[ACTIVITY]:
In the listing below, how many lines hold "instead"? Give the number only.

:::

PR #1068, opened 2024-09-24
Introduce `InfrastructureConfigFromCluster` and use it instead of API call

Kostov6:

/area quality
/kind bug
/platform aws

This PR introduces `InfrastructureConfigFromCluster` that extracts the infrastructureConfig from a cluster resource and uses it in `pkg/webhook/controlplane/ensurer.go` instead of an API call.

This fixes a issue where cluster force deletion may fail

**Release note**:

:::

[ANSWER TO THIS EXERCISE]:
2